SIR TREVOR BROOKING (caretaker manager) SAID: "Sports science in my day was getting weighed on a Monday and a Friday. And up until I was 26, at noon on a match day, I had a fillet steak as my pre-match meal. Then an England doctor came along and told us that red meat takes 24 hours to digest! "For all those years the likes of Bobby Moore had an 8oz steak lying on their stomachs as they ran around on a Saturday afternoon! At that time, though, it was considered the right thing to do.
"The game has changed now, of course. You see all the masseurs and medical staff that provide support, and you've got to change with the times. But, in the end, the key person is that first team coach or manager, and the skill of how he manages the squad is more important than all other aspects," says Sir Trevor.
"I was probably spoilt in that I had 19 years with Ron Greenwood and John Lyall, who I now know to be two of the best coaches you are ever likely to have. Lots of the little things they told me when I was younger still applied to the game when I packed up at 35.
"I never forget those bits of advice, and now I see players who haven't got a clue about receiving the ball side-on, having pictures in their minds, or the basic skills you need."Ron and John did all the coaching themselves. They would walk us through the sessions. It's only a modern trend where a manager might stand on the sidelines and get someone else to organise the sessions while he studies them."
ALAN CURBISHLEY SAID: "I know the jury is still out on me. I have a lot to prove to people here.""I remember, soon after I'd started here at West Ham, asking Tim (De'Ath), our chef, to do me a dinner to take home. The family were going out for something to eat without me, so I was eating on my own and Tim did me a lovely plate of food. By the time I got home, though, I didn't really fancy it, so, as my father-in-law Bob lives nearby, I offered it to him.
"The next day, I asked my wife if he'd enjoyed it and she said that he loved it. Then I asked her what had happened to the plate and she said: ‘Oh, you're not getting that plate back.' It was a West Ham plate, with the crest on the edge, and he wasn't giving it back!"Now he has his sandwiches on it every day, but he never, ever asked me for anything to do with Charlton! It's just little things like that.
"At Charlton I had a closeted life, a situation where we had come from nowhere. When I started there, we were playing in front of 3,500 at Upton Park and when I left we had home crowds of 27,000. When I got home I had a quiet life."But I didn't realise, until I got this job, that my postman and milkman are both West Ham fans!"
"Football has become so high profile that managers are becoming as well known as the players, and it was never like that years ago.
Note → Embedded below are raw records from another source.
PR #856, opened 2024-06-07
NO-SNOW Add dependabot

sfc-gh-mbobowski:
# Overview

NO-SNOW Add dependabot

Adding dependabot to the project to track dependencies.

There is no way to handle multiple pom files located in the same directory so the PRs will update only the `pom.xml` file and it is developer responsibility to update `confluent_pom.xml` as well.

## Pre-review checklist
- [ ] Snowpipe Changes


sfc-gh-achyzy (approved):
LGTM. 
Thanks a lot for adding it.

PR #511, opened 2017-12-12
Added module entry point + udpated bunch of deps

Andarist:
I've upgraded bunch of stuff, notable changes:
- added `module` entry point - can be tree-shaken and scope hoisted by webpack
- using babel@7-beta
- umd build built by rollup (smaller bundle size)
- lots of deps updated

Source code changes:
- lint related, no functionality changes

Breaking changes:
- for commonjs users: if one is reaching for internal files (instead of importing from the entry point), he/she will need to access default export with `default` propert like this: `const Motion = require('react-motion/lib/Motion').default`

TODO:
- [ ] fix tests

PhantomJS is crashing for some reason (i suspect memory leak in phantom), it is unmaintained at the moment, I'd like to change it to headless Chrome or similar, WDYT?

I'd also advise to create flat bundles for commonjs and es targets (bundle them with `rollup` to a single file, instead of transpiling file by file with `babel`). WDYT?


nkbt:
Looks good.
It is possible to avoid breaking changes and this `default` thing. With either babel transform or manually

Andarist:
@nkbt 
fixed by using https://github.com/59naga/babel-plugin-add-module-exports

WDYT about ditching phantomjs?

nkbt:
I reckon phantomjs is deprecated, isn't it? Don't mind really. Would rather have proper end-to-end tests with selenium instead.

This sounds like an out-of-scope for current PR tho

Andarist:
Ok, gonna work on migrating existing tests to some other headless browser (probably Chrome) when I get time.

Andarist:
Ok, gonna work on migrating existing tests to some other headless browser (probably Chrome) when I get time.

Andarist:
@nkbt Ok, I've finished the transition to headless Chrome, everything seems to work fine :)

Andarist:
@nkbt friendly 🏓 😃

Andarist:
@nkbt friendly 🏓 😃 

Sorry for pinging again, I don't expect you jumping on it right away. I understand that maintaining OSS is a time-consuming burden and I don't expect you working on this, at the same time I know how easy is to miss some notification when you are involved in many projects. Cheers!

Andarist:
@nkbt friendly 🏓

nkbt:
I guess we dragged this PR for so long that webpack released v4 already =)

PS: I am quite out of OSS at this point (at least beyond what I can do during my working hours).  Classic burn out at some point in past...

Andarist:
> I guess we dragged this PR for so long that webpack released v4 already =)

That's true, although this PR is especially relevant because of it - it aims to get most out of webpack's tree-shaking etc. (currently it's not possible because of commonjs format)

> PS: I am quite out of OSS at this point (at least beyond what I can do during my working hours). Classic burn out in the past...

No worries, totally understandable. Not sure if u can commit any time resources for this one, I could do it if you grant me write access and some way to contact u about doing a release. Certainly don't want to commit to maintain this repo, already having too many projects I need to take care of. I can commit to maintaining a tooling around this one though.

nkbt:
I reckon it's only @chenglou who can give permissions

There were phases when you had people like Clough and Bond and Atkinson, but then it settled down a bit and the teams did the talking.
"Now, though, we are all caught up in a massive, massive PR industry, and there is no respite. The advent of radio phone-ins, websites, and the papers devoting six, seven or eight pages to football, has become in itself a problem to managers."Everyone has got an expert opinion, or a say on the situation, and managers are under a microscope seven days a week. It's all-consuming, with TV channels dedicated to reporting on the game, and everything keeps regurgitating into one big pressure bowl.
"When groups of managers got together years ago, it would be to talk football. The conversation would be about players, matches, tactics. Now the conversations are about agents, fees and wages. And the problems.
"The managers also had more time then to devote to other areas of the club. They saw their job as trying to build a club, and every aspect of it mattered to them. Now, though, it is about short-termism. Be successful now, at whatever level it is, because you may not be around long enough to worry about youth academies and infrastructures."